By Angus MACKINNON (AFP)     Oct 5, 2017 in World

Italy said Thursday it hopes to have fugitive convicted killer Cesare Battisti quickly extradited and jailed following the writer and former far-left militant's arrest in Brazil.

Battisti was detained Wednesday near Brazil's border with Bolivia, apparently while trying to skip the country amid reports the Brazilian authorities were ready to end the protection he was accorded under former president Luiz Inacio Lula da Silva.

It was the latest twist in a near 40-year legal and diplomatic saga worthy of the kind of autobiographical thriller the 62-year-old now specialises in as a writer.

Italian Foreign Minister Angelino Alfano said in a tweet that he was working with Rome's ambassador to Brazil to "bring Battisti back to Italy and hand him over to justice."

Battisti has been sentenced to life in prison in his homeland for his role in four murders attributed to Armed Proletarians for Communism, an extremist group active in the 1970s.

He admits to having been part of an armed revolutionary group but denies responsibility for any deaths.

Having published several critically acclaimed novels, he described himself in a rare interview in 2011 as a reformed man.

- Writer in Paris -

"Aspiring to change society with arms is idiotic," he said. "But listen, at the time everyone was packing a gun. There were guerillas all over the world, Italy was in a pre-revolutionary situation.

"It has been 30 years since I considered myself a political militant, now I'm an activist for literature."

Convicted in 1979 of being a member of an armed gang, Battisti escaped from a prison near Rome two years later and fled to Mexico via France.

He was subsequently convicted in absentia of having personally killed two members of Italy's police forces, taking part in the murder of a butcher, and having helped plan the slaying of a jeweller who died in a shoot-out which left his 14-year-old son in a wheelchair.

"I hope that after 40 years, justice will finally be done and that the doors of prison will open to let in an assassin," said Debora Serracchiani, president of the Friuli Venezia region, where the butcher, Antonio Santoro, was killed in 1978.

After a spell in Mexico, Battisti moved in 1990 to Paris, where he was able to pursue his writing career, safe from the risk of being extradited.

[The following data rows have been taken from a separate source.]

PR #1120, opened 2019-02-27
Implement dynamic context lines (zooming)

### LINKED ISSUE #1065: Diff: Allow adding split hunks
Right now, the `git: diff` action allows adding whole hunks in the vain of `git add --patch`.

`git add --patch` allows splitting large hunks by pressing `s` when at the `Stage this hunk` prompt:

```
Stage this hunk [y,n,q,a,d,K,g,/,s,e,?]? ?
y - stage this hunk
n - do not stage this hunk
q - quit; do not stage this hunk or any of the remaining ones
a - stage this hunk and all later hunks in the file
d - do not stage this hunk or any of the later hunks in the file
g - select a hunk to go to
/ - search for a hunk matching the given regex
K - leave this hunk undecided, see previous hunk
s - split the current hunk into smaller hunks
e - manually edit the current hunk
? - print help
```

`s - split the current hunk into smaller hunks`.

This is possible when there are some unchanged lines between the `+`/-`-prefixed lines in a hunk. Then you can stage the two things independently.

It would be great if GitSavvy could support adding small hunks.

One may even argue that adding small hunks should be the default for an interactive tool like `git: diff`. It is simply not the default in the `git add --patch` terminal UI to make it possible to jump more quickly over things you don't want to stage. But in GitSavvy's `git: diff` view, this tradeoff isn't necessary, because we can just scroll down.

kaste:
Fixes #1065

Add `[+]`/`[-]` shortcuts to increase or decrease the contextual lines
`git diff` will output.

Uses the already implemented fuzzy hunk search to place the cursor correctly
after refreshing the view.

Note: We set `"--unidiff-zero"` when hunking if we do not show any contextual
lines which is otherwise discouraged bc it is mildly unsafe.

Added type annotations and some comments to old functions.

### DIFF
--- a/core/commands/diff.py
+++ b/core/commands/diff.py
@@ -4,6 +4,7 @@ current diff.
 """
 
 from contextlib import contextmanager
+from functools import partial
 from itertools import dropwhile, takewhile
 import os
 import re
@@ -16,6 +17,17 @@ from .navigate import GsNavigate
 from ..git_command import GitCommand
 from ..exceptions import GitSavvyError
 from ...common import util
+
+
+if False:
+    from typing import Callable, Iterator, List, Optional, Tuple, TypeVar
+    from mypy_extensions import TypedDict
+
+    T = TypeVar('T')
+    ParsedDiff = TypedDict('ParsedDiff', {
+        'headers': List[Tuple[int, int]],
+        'hunks': List[Tuple[int, int]]
+    })
 
 
 DIFF_TITLE = "DIFF: {}"
@@ -63,6 +75,7 @@ class GsDiffCommand(WindowCommand, GitCommand):
             settings.set("git_savvy.diff_view.in_cached_mode", in_cached_mode)
             settings.set("git_savvy.diff_view.ignore_whitespace", False)
             settings.set("git_savvy.diff_view.show_word_diff", False)
+            settings.set("git_savvy.diff_view.context_lines", 3)
             settings.set("git_savvy.diff_view.base_commit", base_commit)
             settings.set("git_savvy.diff_view.target_commit", target_commit)
             settings.set("git_savvy.diff_view.show_diffstat", self.savvy_settings.get("show_diffstat", True))
@@ -132,6 +145,7 @@ class GsDiffRefreshCommand(TextCommand, GitCommand):
         target_commit = self.view.settings().get("git_savvy.diff_view.target_commit")
         show_diffstat = self.view.settings().get("git_savvy.diff_view.show_diffstat")
         disable_stage = self.view.settings().get("git_savvy.diff_view.disable_stage")
+        context_lines = self.view.settings().get('git_savvy.diff_view.context_lines')
 
         prelude = "\n"
         if self.file_path:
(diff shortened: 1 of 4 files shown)


core/commands/diff.py
```diff
@@ -340,6 +371,76 @@ def no_animations():
...
+        # type: (sublime.Edit, int) -> None
+        settings = self.view.settings()
+        current = settings.get('git_savvy.diff_view.context_lines')
+        next = max(current + amount, 0)
+        settings.set('git_savvy.diff_view.context_lines', next)
+
+        diff = parse_diff_in_view(self.view)
+        cur_hunks = [
+            self.view.substr(sublime.Region(*head_hunk[1]))
+            for head_hunk in filter_(head_and_hunk_for_pt(diff, s.a) for s in self.view.sel())
```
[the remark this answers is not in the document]
kaste: That's totally correct. To get easier merge conflicts I just copy-pasted this function from the other PR's.

common/commands/view_manipulation.py
```diff
@@ -54,6 +55,20 @@ def run(self, edit, text, nuke_cursors=False, restore_cursors=False):
...
 
+        # We cannot measure the `viewport_position` until right after this
+        # command actually finished. So we defer to the next tick/micro-task
+        # using `set_timeout`.
+        sublime.set_timeout(
+            lambda: self.view.run_command('gs_pin_x_axis', {'x': x})
+        )
+
+
+class gs_pin_x_axis(TextCommand):
```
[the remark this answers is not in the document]
kaste: Removed from this PR

core/commands/diff.py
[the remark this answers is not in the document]
kaste: Change in the other way around so that I now extract header and hunk for the fuzzy search.

kaste:
>  .. it seems to keep the hunks in place while simply changing the hunk line numbers/counts...

Maybe that's what the feature does. It just increases or decreases the contextual lines. E.g. if you press '-' you get more but shorter hunks.

kaste:
(GitHub has way more aggressive expanding, they expand by 20 lines if you click in their diff views.)

core/commands/diff.py
```diff
@@ -18,6 +19,17 @@
 from ...common import util
 
 
+if False:
```
stoivo: What's this for?

kaste: That's for 'mypy' typing. mypy will read and import the stuff in the 'False' branch but Sublime's python will not execute this code. 

Another way to write this is 

```
MYPY = False
if MYPY:
    ...from typing ...
```

which is probably just as confusing. @asfaltboy already asked the same question. :grin: but we first have to decide if these type annotations are welcome here at all.

stoivo:
Can you rebase on dev and clean the chage default commit into original.

kaste:
Done.

tests/test_diff_view.py
```diff
@@ -432,6 +432,46 @@ def setUp(self):
     def tearDown(self):
         unstub()
 
+    @p.expand([
```
stoivo: I'm not to fimiliar with writing these teste what does this do?

kaste: `@p.expand` = paramterize the tests

`expand` takes a list of tuples/args, and will create a separate test for each args/invocation signature.

PR #1137, opened 2019-07-05
Add `match_current_position` flag to `GsInlineDiffCommand`

kaste:
If set to true it will jump to the correct position you were editing in the
inline diff.

E.g. a keybinding

```
  {
      "keys": ["ctrl+shift+["],
      "command": "gs_inline_diff",
      "args": { "match_current_position": true }
  },
```

Workflow: edit buffer/file, save, issue command, inline diff will show up and jump to the correct position you were on while editing, ctrl+tab or ctrl+w to continue editing on the file, and so on.

### DIFF
--- a/core/commands/inline_diff.py
+++ b/core/commands/inline_diff.py
@@ -26,6 +26,41 @@ inline_diff_views = {}
 diff_view_hunks = {}
 
 
+def capture_cur_position(view):
+    try:
+        sel = view.sel()[0]
+    except Exception:
+        return None
+
+    return view.rowcol(sel.begin())
+
+
+def place_cursor_and_show(view, row, col):
+    view.sel().clear()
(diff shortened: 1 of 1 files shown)


core/commands/inline_diff.py
```diff
@@ -26,6 +26,42 @@
...
+
+    return view.rowcol(sel.begin())
+
+
+def place_cursor_and_show(view, row, col):
+    view.sel().clear()
+    pt = view.text_point(row, col)
+    view.sel().add(sublime.Region(pt, pt))
+    view.show_at_center(pt)
+    view.show_at_center(pt)
```
stoivo: twice?

kaste: Good catch, removed that.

France at the time routinely rejected requests for the repatriation of leftists convicted of violent crimes during Italy's so-called Years of Lead.

That was a period spanning the 1970s and early 1980s that was marked by political bombings, kidnappings and killings carried out by extreme left and right groups.

- Last-ditch reprieve -

France's policy reflected the concerns of then president Francois Mitterrand over Italy's anti-terrorism legislation and the use of witnesses guaranteed protection to obtain convictions.

Under pressure from Italy, France eventually abandoned the so-called Mitterrand doctrine, and was on the verge of handing Battisti back in 2004 when he skipped bail and fled to Brazil.

There he lived clandestinely until his 2007 arrest in Rio de Janeiro. He subsequently spent four years in custody while his fate was debated by politicians and the courts.

An attempt by the left-wing government of the time to give him political refugee status was quashed but the final decision on whether or not Battisti was extradited was left with the president.

On January 31, 2010, hours before the end of his time in office, Lula ruled that Battisti should not be sent back to Italy.

In June 2011, the supreme court upheld the decision and Battisti was freed, sparking outrage in Italy.

The circumstances of Battisti's latest arrest suggest he was planning to flee to Bolivia.

According to reports, he was in a Bolivian taxi headed for the border and was stopped because he was carrying $5,000 and 2,000 euros in cash, leading to his arrest for attempting to take more than the authorised amount out of the country.

"It is not clear why he was stopped, but I am doing everything I can to get him released," his lawyer, Igor Sant'Anna Tamasauskaswas, was quoted as saying by Italian media.